__Record extracts__.
PR #532, opened 2020-08-22
Blit Kernels Test

AnastaZIuk:
status:

todo:

- check all the available kernels and save their outputs


devshgraphicsprogramming:
should I merge anyway @AnastaZIuk ?

AnastaZIuk:
if everything works after your cleanups, there is no need for that

PR #541, opened 2020-10-07
Added a unit test for LRU

Hazardu:
Removed Przemog1's example, and replaced it with a unit test for LRU cache.
At the moment, there is a line that behaves not how its supposed to do. Looking at line 66 of main.cpp, its supposed to insert a new value into a cache. Cache's capacity is 5, and it already has one element.
Expected behavior is adding an element with address of 1 in the array in FixedCapacityDoublyLinkedList.h 
Current behavior is as follows: alloc_address returns 472, triggers assert `cap > address`.


include/irr/core/containers/LRUCache.h
```diff
@@ -167,14 +167,6 @@ class LRUCache : private impl::LRUCacheBase<Key,Value,MapHash,MapEquals>
...
 
 		//get the value from cache at an associated Key, or nullptr if Key is not contained within cache. Does not alter the value use order
-		inline Value* peek(const Key& key)
-		{
-			uint32_t i = common_peek(key);
-			if (i!=invalid_iterator)
-				return &(m_list.get(i)->data.second);
-			else
-				return nullptr;
-		}
```
devshgraphicsprogramming: dont remove the non-const `peek`, because then we'll be never able to peek a `Value*` and access it to modify the value.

__Task objective__. All the lines that hold the word "unit" must appear in the answer, copied from the records.

__Completed task__.
Added a unit test for LRU
Removed Przemog1's example, and replaced it with a unit test for LRU cache.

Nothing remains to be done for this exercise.